PR #3540, opened 2026-07-01
Fix #3502: Detect wrong-cased element and resource type names at the model level

### LINKED ISSUE #3502: Standardize case-sensitivity handling in JSON & XML parsers
[Specification](https://hl7.org/fhir/R4/formats.html) defines serialized elements as case sensitive.
Our current de/serialization uses `ClassMapping.PropertyMappings` with `OrdinalIgnoreCase`, which will lead to us normalizing sensitivity for known properties.

We should emit the error, preferably only during `Strict` parsing/serializing.

**Additional context**
This is most likely quite big breaking change in the serialization, as it was not considered as error before.

ewoutkramer:
## Summary

FHIR names are case-sensitive per spec, but the SDK's lookup dictionaries use `OrdinalIgnoreCase`, silently normalizing wrong-case input. This PR detects and reports these violations — and after review feedback, the detection now lives **in the model/validation layer rather than in the parsers**, since a wrong-cased name is a model violation, not a syntax error.

The rule is now a single sentence: **lenient modes bind every wrong-cased name to the element it nearly matches and stay silent; strict mode binds none, preserves the wire form in the overflow, and fails with exactly one wrong-case error.**

### Design

- **One detection primitive**: `ClassMapping.TryFindElement(name)` (internal) performs the case-insensitive lookup and reports the mapping, the canonical (correctly-cased) name — including a normalized choice-type suffix — and whether the match is case-exact. Both parsers and the validator consume it; the previously duplicated per-parser detection blocks are gone.
- **Two model-level error codes** replace the three format-specific ones: `PVAL131` (`WRONG_CASED_ELEMENT`) and `PVAL132` (`WRONG_CASED_RESOURCE_TYPE`). They apply to JSON and XML alike (a wrong-cased XML root element is a resource type violation, so it raises PVAL132).
- **Exactly one error per failed name**: `PVAL131` when the name differs from a defined element only by casing, `PVAL128` (`UNKNOWN_ELEMENT`) only when it matches nothing at all. Never both.
- **No new settings — binding policy is derived from the `ExceptionFilter`** (see the documented `DeserializerSettings.UsesStrictCaseBinding`):
  - If the active filter *ignores* wrong-case errors (the default, `Recoverable`, `BackwardsCompatible`, `NoOverflow`, `Ostrich`), wrong-cased names are bound to the element they nearly match — data stays in the typed properties.
  - If the filter *reports* them (`Strict`, or any filter via `Enforcing([PVAL131])`), a wrong-cased element is treated as unknown: the data is preserved under its original name in the overflow (and roundtrips), and validation reports `PVAL131`. A failing parse never silently corrects the input.
  - This also guarantees no filter combination can silently strand data in the overflow: data only reaches the overflow under strict binding, which by construction only happens when the filter reports `PVAL131` — so such a parse always fails. This is why `PVAL131` is not in `ISSUES_CAUSED_BY_OVERFLOW` (reasoning recorded in a comment there).
  - `SyntaxOnly`/`Ostrich` set `Validator = null`: case checks are model validation, so nothing is reported and binding stays lenient.
- **The dictionary interface is covered too**: `patient.SetValue("Active", ...)` puts the value in the overflow; `Validate()` now reports `PVAL131` with the correct-casing suggestion — for plain names and choice-suffixed keys alike.

### Behaviour changes vs 6.2 (deliberate)

- **Wrong-cased choice prefixes now bind in lenient modes.** ≤6.2 matched plain names and choice *suffixes* case-insensitively but choice *prefixes* ordinally, so `"DeceasedBoolean"` was an unknown element (default mode: parse failed; `Recoverable`: data hidden in overflow). We consider that asymmetry a bug: it now binds to `Deceased` like any other near miss. This is the only lenient-mode change, and it is in the lenient direction (previously-rejected input now parses).
- **Strict mode reports new errors** — covered by the `<remarks>` on `DeserializationMode.Strict` stating the issue set may expand.
- **A wrong-cased `resourceType` still binds to the matching POCO type, even in Strict** (reported as `PVAL132`). Falling back to `DynamicResource` would degrade the entire resource to overflow data, which seems disproportionate. Candidate to revisit in SDK7.

### Backwards compatibility

- All other lenient-mode behaviour is unchanged from 6.2; correctly-cased input is unaffected everywhere.
- No public API removed relative to `develop`; `FindMappedElementByChoiceName(string, bool)` remains.

## Test plan
- [x] `dotnet build Hl7.Fhir.sln` — clean
- [x] `Hl7.Fhir.Support.Poco.Tests` — 595/595 passed (incl. new tests: strict overflow preservation with single-error assertion, lenient choice-prefix binding, resourceType strict binding, `Enforcing()` opt-in strict binding in Recoverable, dictionary-key detection for plain and choice names)
- [x] `Hl7.Fhir.Serialization.R4.Tests` — 16234/16234 passed (roundtrip corpus)

### DIFF
--- a/src/Hl7.Fhir.Base/Introspection/ClassMapping.cs
+++ b/src/Hl7.Fhir.Base/Introspection/ClassMapping.cs
@@ -280,6 +280,52 @@ public class ClassMapping(
         }
     }
 
+    /// <summary>
+    /// Looks up the element that a (possibly choice-suffixed) serialized name refers to, matching
+    /// names case-insensitively, and reports how well the given name matches the definition.
+    /// </summary>
+    /// <param name="name">The name for the element as encountered in the serialized form.</param>
+    /// <returns>The result of the lookup, or <c>null</c> when the name does not match any element
+    /// of this class, not even when compared case-insensitively.</returns>
+    /// <remarks>This is the single source of truth for detecting case-sensitivity violations in
+    /// element names: FHIR names are case-sensitive, but this lookup will also find "near misses"
+    /// that differ from a defined element name only by casing. Callers decide, based on
+    /// <see cref="ElementLookupResult.IsExactCase"/> and <see cref="ElementLookupResult.MatchedByLegacyRules"/>,
+    /// whether to bind the data to the found element and/or to report an error.</remarks>
+    internal ElementLookupResult? TryFindElement(string name)
+    {
+        if (name == null) throw Error.ArgumentNull(nameof(name));
+
+        // Unsuffixed names: found via the (case-insensitive) name dictionary.
+        if (FindMappedElementByName(name) is { } byName)
+            return new ElementLookupResult(
+                byName,
+                byName.Name,
+                IsExactCase: string.Equals(name, byName.Name, StringComparison.Ordinal),
+                MatchedByLegacyRules: true);
+
+        // Choice elements: the name is the element name plus a type suffix.
+        if (FindMappedElementByChoiceName(name, ignoreCase: true) is { } byChoice)
+        {
+            var canonicalName = byChoice.Name + normalizeChoiceSuffix(name[byChoice.Name.Length..]);
+            return new ElementLookupResult(
+                byChoice,
+                canonicalName,
+                IsExactCase: string.Equals(name, canonicalName, StringComparison.Ordinal),
+                MatchedByLegacyRules: name.StartsWith(byChoice.Name, StringComparison.Ordinal));
+        }
+
+        return null;
+
+        // Resolves the suffix to its actual datatype mapping (case-insensitively) so the canonical
+        // name we suggest is correct even when the suffix casing is wrong. Suffixes that do not
+        // resolve to a known type carry no case information, so they are kept as-is.
+        string normalizeChoiceSuffix(string suffix) =>
+            suffix.Length > 0 && Inspector.FindClassMapping(suffix) is { } typeMapping
+                ? char.ToUpperInvariant(typeMapping.Name[0]) + typeMapping.Name[1..]
+                : suffix;
+    }
+
     #region IStructureDefinitionSummary members
     /// <inheritdoc />
     string IStructureDefinitionSummary.TypeName =>
@@ -422,3 +468,22 @@ public class ClassMapping(
     internal static ClassMapping DynamicDataType => _dynDataMapping ??= ModelInspector.Base.FindOrImportClassMapping(typeof(DynamicDataType)) ??
                                                     throw new InvalidOperationException($"{nameof(DynamicDataType)} mapping not found in Base.");
 }
+
+/// <summary>
+/// The result of looking up an element by a serialized name using <see cref="ClassMapping.TryFindElement(string)"/>.
+/// </summary>
+/// <param name="Mapping">The element that the name refers to (for choice elements: the unsuffixed choice element).</param>
+/// <param name="CanonicalName">The correctly-cased form of the given name, including a correctly-cased
+/// type suffix for choice elements. This is the name that should have been used in the serialized form.</param>
+/// <param name="IsExactCase">Whether the given name is exactly equal to <paramref name="CanonicalName"/>.
+/// When <c>false</c>, the name is a case-sensitivity violation ("near miss").</param>
+/// <param name="MatchedByLegacyRules">Whether this match would also have been found by the lookup rules
+/// used by the SDK before case-sensitivity violations were detected (SDK 6.2 and earlier): element names
+/// were compared case-insensitively, but the element-name part of a choice name was compared
+/// case-sensitively (only its type suffix was case-insensitive). Used to reproduce that legacy binding
+/// behaviour exactly when case-sensitivity violations are not treated as errors.</param>
+internal sealed record ElementLookupResult(
+    PropertyMapping Mapping,
+    string CanonicalName,
+    bool IsExactCase,
+    bool MatchedByLegacyRules);
--- a/src/Hl7.Fhir.Base/Introspection/ClassMapping.cs
+++ b/src/Hl7.Fhir.Base/Introspection/ClassMapping.cs
@@ -243,7 +243,19 @@ public class ClassMapping(
     /// so for where there is no suffix. In this case, however, <see cref="FindMappedElementByName(string)"/>
     /// is faster.
     /// </remarks>
-    public PropertyMapping? FindMappedElementByChoiceName(string name, bool ignoreCase = false)
+    public PropertyMapping? FindMappedElementByChoiceName(string name) => FindMappedElementByChoiceName(name, ignoreCase: false);
+
+    /// <summary>
+    /// Returns the mapping for an element of this class by a name that
+    /// might be suffixed by a type name (e.g. for choice elements).
+    /// </summary>
+    /// <param name="name">The (possibly suffixed) name to look up.</param>
+    /// <param name="ignoreCase">If <c>true</c>, the choice prefix is matched case-insensitively.</param>
+    /// <remarks>Will also return properties for which the name is exactly the same,
+    /// so for where there is no suffix. In this case, however, <see cref="FindMappedElementByName(string)"/>
+    /// is faster.
+    /// </remarks>
+    public PropertyMapping? FindMappedElementByChoiceName(string name, bool ignoreCase)
     {
         if (name == null) throw Error.ArgumentNull(nameof(name));
 
--- a/src/Hl7.Fhir.Base/Introspection/ClassMapping.cs
+++ b/src/Hl7.Fhir.Base/Introspection/ClassMapping.cs
@@ -282,7 +282,7 @@ public class ClassMapping(
 
     /// <summary>
     /// Looks up the element that a (possibly choice-suffixed) serialized name refers to, matching
-    /// names case-insensitively, and reports how well the given name matches the definition.
+    /// names case-insensitively, and reports whether the given name matches the definition exactly.
     /// </summary>
     /// <param name="name">The name for the element as encountered in the serialized form.</param>
     /// <returns>The result of the lookup, or <c>null</c> when the name does not match any element
@@ -290,8 +290,8 @@ public class ClassMapping(
     /// <remarks>This is the single source of truth for detecting case-sensitivity violations in
     /// element names: FHIR names are case-sensitive, but this lookup will also find "near misses"
     /// that differ from a defined element name only by casing. Callers decide, based on
-    /// <see cref="ElementLookupResult.IsExactCase"/> and <see cref="ElementLookupResult.MatchedByLegacyRules"/>,
-    /// whether to bind the data to the found element and/or to report an error.</remarks>
+    /// <see cref="ElementLookupResult.IsExactCase"/>, whether to bind the data to the found
+    /// element and/or to report an error.</remarks>
     internal ElementLookupResult? TryFindElement(string name)
     {
         if (name == null) throw Error.ArgumentNull(nameof(name));
@@ -301,8 +301,7 @@ public class ClassMapping(
             return new ElementLookupResult(
                 byName,
                 byName.Name,
-                IsExactCase: string.Equals(name, byName.Name, StringComparison.Ordinal),
-                MatchedByLegacyRules: true);
+                IsExactCase: string.Equals(name, byName.Name, StringComparison.Ordinal));
 
         // Choice elements: the name is the element name plus a type suffix.
         if (FindMappedElementByChoiceName(name, ignoreCase: true) is { } byChoice)
@@ -311,8 +310,7 @@ public class ClassMapping(
             return new ElementLookupResult(
                 byChoice,
                 canonicalName,
-                IsExactCase: string.Equals(name, canonicalName, StringComparison.Ordinal),
-                MatchedByLegacyRules: name.StartsWith(byChoice.Name, StringComparison.Ordinal));
+                IsExactCase: string.Equals(name, canonicalName, StringComparison.Ordinal));
         }
 
         return null;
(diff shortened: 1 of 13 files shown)


ewoutkramer:
Fixes #3502

src/Hl7.Fhir.Base/Serialization/BaseFhirJsonDeserializer.cs
```diff
@@ -723,13 +726,36 @@ ref Utf8JsonReader reader
...
+            byNameMapping = parentMapping.FindMappedElementByName(propNameWithoutUnderscore);
+            if (byNameMapping is not null && !string.Equals(byNameMapping.Name, propNameWithoutUnderscore, StringComparison.Ordinal))
+                caseMismatchExpectedName = byNameMapping.Name;
+            else
+            {
+                byChoiceMapping = parentMapping.FindMappedElementByChoiceName(propNameWithoutUnderscore, ignoreCase: true);
+                if (byChoiceMapping is not null &&
+                    !string.Equals(byChoiceMapping.Name, propNameWithoutUnderscore[..byChoiceMapping.Name.Length], StringComparison.Ordinal))
+                    caseMismatchExpectedName = byChoiceMapping.Name + propNameWithoutUnderscore[byChoiceMapping.Name.Length..];
+            }
```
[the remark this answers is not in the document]
ewoutkramer: Fixed in d3fcaf817: when a choice prefix has wrong casing, the suffix is now resolved against the actual datatype mapping (via ClassMapping.FindClassMapping) so the suggested name is fully corrected even if the suffix casing is also wrong (e.g. ValueDatetime now suggests valueDateTime, not valueDatetime). Added a regression test (WrongCase_ChoicePrefixAndSuffix_SuggestsFullyCorrectedName) in both JSON and XML test suites.

src/Hl7.Fhir.Base/Serialization/BaseFhirXmlDeserializer.cs
```diff
@@ -584,9 +587,26 @@ private PropertyValueMapping getMappingForElement(
...
+            if (!string.Equals(byNameMapping.Name, elementName, StringComparison.Ordinal))
+                caseMismatchExpectedName = byNameMapping.Name;
+        }
+        else
+        {
+            byChoiceMapping = parentMapping.FindMappedElementByChoiceName(elementName, ignoreCase: true);
+            if (byChoiceMapping is not null &&
+                !string.Equals(byChoiceMapping.Name, elementName[..byChoiceMapping.Name.Length], StringComparison.Ordinal))
+                caseMismatchExpectedName = byChoiceMapping.Name + elementName[byChoiceMapping.Name.Length..];
+        }
```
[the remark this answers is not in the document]
ewoutkramer: Fixed in d3fcaf817: the suffix is now resolved against the actual datatype mapping so the suggested name is fully corrected (e.g. ValueDatetime now suggests valueDateTime, not valueDatetime). Same fix applied symmetrically in the JSON deserializer. Added a regression test (WrongCase_ChoicePrefixAndSuffix_SuggestsFullyCorrectedName).

src/Hl7.Fhir.Base/Serialization/BaseFhirJsonDeserializer.cs
```diff
@@ -652,11 +669,20 @@ private ClassMapping determineResourceClassMappingFromInstance(ref Utf8JsonReade
...
+        // The inspector finds resource types case-insensitively, so the data can still be parsed
+        // into the correct POCO, but a wrong-cased resource type name violates the spec and is
+        // reported. This is a model-level validation, so it is skipped when the validator is off.
+        if (Settings.Validator is not null && !string.Equals(resourceMapping.Name, resourceType, StringComparison.Ordinal))
         {
-            null or { IsResource: false } => new ClassMapping(_inspector, resourceType, typeof(DynamicResource)),
-            { } resourceMapping => resourceMapping,
-        };
+            var (line, pos) = reader.GetLocation();
+            state.Errors.Add(COVE.WRONG_CASED_RESOURCE_TYPE(state.Path.GetInstancePath(), line, pos, resourceType, resourceMapping.Name));
```
ewoutkramer, line 682: It feels a bit weird we're emitting a COVE ("Model") error from the parser - is this the compromise where we stick to using resources instead of DynamicResource so we don't see the misspelled name anymore?

If we REALLY wanted to have this during model validation:
* Could we use an Annotation to annotate the original name, so we can still detect it at model validation? It's true that a model-only user would never set that annotation ofcourse, but a model-only user could not easily create a miscased resource, unless by creating a DynamicResource with a wrongly capitalized existing resource name - this sounds rather explicit if you do that manually.
* What happens if I create a DynamicResource with the name "patient" now?

src/Hl7.Fhir.Support.Poco.Tests/PocoValidationTests/ValidatableObjectTests.cs
```diff
@@ -44,6 +44,41 @@ public void TestCodeOfT()
...
+    public void WrongCasedChoiceDictionaryKey_IsReportedByValidation()
+    {
+        // Same for a suffixed choice-element key: it is unknown to the POCO, but validation
+        // detects that it only differs from a correct choice name by casing.
+        var patient = new Patient();
+        patient.SetValue("DeceasedBoolean", new FhirBoolean(true));
+
+        var errors = patient.Validate();
+        errors.Should().Contain(e => e.ErrorCode == COVE.WRONG_CASED_ELEMENT_CODE && e.Message.Contains("'deceasedBoolean'"));
+        errors.Should().Contain(e => e.ErrorCode == COVE.UNKNOWN_ELEMENT_CODE);
```
ewoutkramer: Why does this return two errors and the previous unit test returns only one?

src/Hl7.Fhir.Support.Poco.Tests/PocoValidationTests/ValidatableObjectTests.cs
```diff
@@ -44,6 +44,41 @@ public void TestCodeOfT()
...
+    [TestMethod]
+    public void WrongCasedChoiceDictionaryKey_IsReportedByValidation()
+    {
+        // Same for a suffixed choice-element key: it is unknown to the POCO, but validation
+        // detects that it only differs from a correct choice name by casing.
+        var patient = new Patient();
+        patient.SetValue("DeceasedBoolean", new FhirBoolean(true));
+
+        var errors = patient.Validate();
+        errors.Should().Contain(e => e.ErrorCode == COVE.WRONG_CASED_ELEMENT_CODE && e.Message.Contains("'deceasedBoolean'"));
```
ewoutkramer, line 69: Why two errors?

src/Hl7.Fhir.Base/Serialization/BaseFhirJsonDeserializer.cs
ewoutkramer: Yes — that's exactly the compromise. When the parser sees `resourceType: "patient"` it binds to the real `Patient` POCO (the decision noted in the PR description: falling back to `DynamicResource` would demote the *entire* resource to overflow, which is disproportionate for a casing slip). But once it's a `Patient`, its `TypeName` is `"Patient"` — the original `"patient"` casing exists nowhere in the POCO. So the parser is the only place that still holds the wire name; by model-validation time it's gone. That's why the error has to be raised there.

To keep the parser layering-honest I made it a `COVE`/PVAL132 rather than a `FhirJsonException`/`FhirXmlException`, so both parsers share one code and it filters uniformly with the other case errors. Emitting a "model" code from the parser is admittedly the unusual bit, but it's the pragmatic consequence of binding to the real POCO.

On the two alternatives:

**Annotate the original name and recover it at model-validation time** — doable, but it only helps the *parse* path (a model-only user never sets the annotation), so we'd be adding a parse-time side channel *plus* a model-validation rule to relocate a check the parser can already do directly with the info in hand. More machinery for the same outcome.

**What happens if you `new DynamicResource("patient")` today** — you already get an error, just a different one. `FindOrImportClassMapping` resolves `"patient"` case-insensitively to the real `Patient` mapping (`ClassMappingCollection._byName` is `OrdinalIgnoreCase` — the same root cause as this whole issue), and `ValidateObject` flags any `DynamicResource` that resolves to a real, non-custom mapping as `UNKNOWN_RESOURCE_TYPE` (PVAL130): *"Encountered unknown resource type 'patient'"*. So the "model-only user hand-builds a miscased resource" scenario you describe is already covered — under the generic unknown-resource-type code rather than a wrong-case-specific one. Which is itself an argument that we *don't* need the annotation path: the only route that both binds to the real POCO **and** knows the miscasing is the parser; the manual-`DynamicResource` route is already caught.

If you'd rather have symmetry with elements — wrong-cased resource type → `DynamicResource` in Strict, detected purely at model level — it's a one-line change in each parser. The cost is that the whole resource then lands in overflow instead of a typed `Patient`. I went with bind-and-report as the lesser evil, but happy to flip it if you prefer the cleaner layering.

src/Hl7.Fhir.Support.Poco.Tests/PocoValidationTests/ValidatableObjectTests.cs
ewoutkramer: It comes down to whether the wrong-cased name resolves through the case-insensitive name dictionary.

Validation walks the elements and does `classMapping.FindMappedElementByName(name)` (`PocoValidationExtensions.doObjectValidation`, line 70). That dictionary (`_byName`, `OrdinalIgnoreCase`) holds **simple element names**, but for choice elements it only holds the *unsuffixed* stem (`deceased`) — never the serialized `deceasedBoolean`.

- `"Active"` → `FindMappedElementByName("Active")` hits the `active` mapping case-insensitively → `ValidateProperty` gets a non-null mapping → it's a bound near-miss → **1 error** (`WRONG_CASED_ELEMENT`).
- `"DeceasedBoolean"` → `FindMappedElementByName` misses (no suffixed key in `_byName`) → `ValidateProperty` gets `null` → it goes down the unknown-element branch, where `TryFindElement` recognizes the case-insensitive near-miss → **2 errors** (`WRONG_CASED_ELEMENT` + `UNKNOWN_ELEMENT`).

So the invariant is: `WRONG_CASED_ELEMENT` is *always* reported; `UNKNOWN_ELEMENT` accompanies it whenever the value couldn't be bound and genuinely sits in overflow.

One inconsistency this exposes, worth a decision: in the **parser** strict path a wrong-cased *simple* element also yields both errors — it's routed to an ad-hoc/unknown mapping, so its data really is in overflow (see `WrongCaseNames_StrictMode_PreservesDataInOverflow`). But in the standalone `Validate()` path here, that same `"Active"` resolves case-insensitively to the real mapping and reports only one, even though its value is likewise sitting in the overflow. If we want the two paths to agree — always emit the pair when the data is in overflow — the fix is small (have `ValidateProperty` also emit `UNKNOWN_ELEMENT` when the near-miss value isn't actually in the typed property). I left it as-is for now because detection is never lost, only the companion `UNKNOWN_ELEMENT` differs. Let me know which way you'd like it.

src/Hl7.Fhir.Support.Poco.Tests/PocoValidationTests/ValidatableObjectTests.cs
ewoutkramer: Short version (full mechanism in the `UNKNOWN_ELEMENT`-assertion thread on the next line): `"DeceasedBoolean"` is a *choice* name, and the validator's `FindMappedElementByName` only indexes the unsuffixed stem (`deceased`), so it can't bind the value and routes it through the unknown-element branch — which emits `WRONG_CASED_ELEMENT` **and** `UNKNOWN_ELEMENT`. A wrong-cased *simple* name like `Active` resolves case-insensitively to its mapping and reports only the single `WRONG_CASED_ELEMENT`.

src/Hl7.Fhir.Base/Serialization/BaseFhirJsonDeserializer.cs
ewoutkramer: I agree with your reasoning.

src/Hl7.Fhir.Base/Introspection/ClassMapping.cs
```diff
@@ -243,16 +243,29 @@ PropertyMappingCollection createCollection()
     /// so for where there is no suffix. In this case, however, <see cref="FindMappedElementByName(string)"/>
     /// is faster.
     /// </remarks>
-    public PropertyMapping? FindMappedElementByChoiceName(string name)
+    public PropertyMapping? FindMappedElementByChoiceName(string name) => FindMappedElementByChoiceName(name, ignoreCase: false);
```
andrzejskowronski: That's keeping old error scenario we discussed, right?

src/Hl7.Fhir.Base/Introspection/ClassMapping.cs
```diff
@@ -267,6 +280,50 @@ PropertyMappingCollection createCollection()
...
+    /// element names: FHIR names are case-sensitive, but this lookup will also find "near misses"
+    /// that differ from a defined element name only by casing. Callers decide, based on
+    /// <see cref="ElementLookupResult.IsExactCase"/>, whether to bind the data to the found
+    /// element and/or to report an error.</remarks>
+    internal ElementLookupResult? TryFindElement(string name)
+    {
+        if (name == null) throw Error.ArgumentNull(nameof(name));
+
+        // Unsuffixed names: found via the (case-insensitive) name dictionary.
+        if (FindMappedElementByName(name) is { } byName)
```
andrzejskowronski, line 293: A bit wasteful as `ByChoiceName` will also call `ByName` first. Maybe we could unify it?

andrzejskowronski (changes requested):

src/Hl7.Fhir.Base/Introspection/ClassMapping.cs
ewoutkramer: I am wondering whether the ignoreCase overload is still needed.

ewoutkramer: Removed in a40f235fa. The overload's only consumer was `TryFindElement`, so it's gone: the choice-prefix scan is now a private `findChoiceMatch(name, comparison)` helper shared by the public (case-sensitive) `FindMappedElementByChoiceName(string)` — restored to its exact released signature and semantics — and `TryFindElement`, which passes `OrdinalIgnoreCase` directly.

ewoutkramer: Not quite — this single-arg overload is the *released* public API (its case-sensitive prefix matching restored exactly for binary/behavioural compat; it's still used by `PocoNode`/`NewPocoBuilder` and external callers). It is no longer part of the wrong-case detection path at all: the parsers and validator go through the internal `TryFindElement`, which matches case-insensitively and reports exactness. As of a40f235fa the `ignoreCase` overload that sat between the two is gone.

src/Hl7.Fhir.Base/Introspection/ClassMapping.cs
ewoutkramer: Unified in a40f235fa: `TryFindElement` no longer calls `FindMappedElementByChoiceName`. Both it and the public lookup now share a private `findChoiceMatch(name, comparison)` that does only the choice-prefix scan, so the name dictionary is consulted exactly once per lookup.

andrzejskowronski (approved):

## Work task
All lines in the records that contain "scan" are to be copied and returned.

## Written answer
ewoutkramer: Removed in a40f235fa. The overload's only consumer was `TryFindElement`, so it's gone: the choice-prefix scan is now a private `findChoiceMatch(name, comparison)` helper shared by the public (case-sensitive) `FindMappedElementByChoiceName(string)` — restored to its exact released signature and semantics — and `TryFindElement`, which passes `OrdinalIgnoreCase` directly.
ewoutkramer: Unified in a40f235fa: `TryFindElement` no longer calls `FindMappedElementByChoiceName`. Both it and the public lookup now share a private `findChoiceMatch(name, comparison)` that does only the choice-prefix scan, so the name dictionary is consulted exactly once per lookup.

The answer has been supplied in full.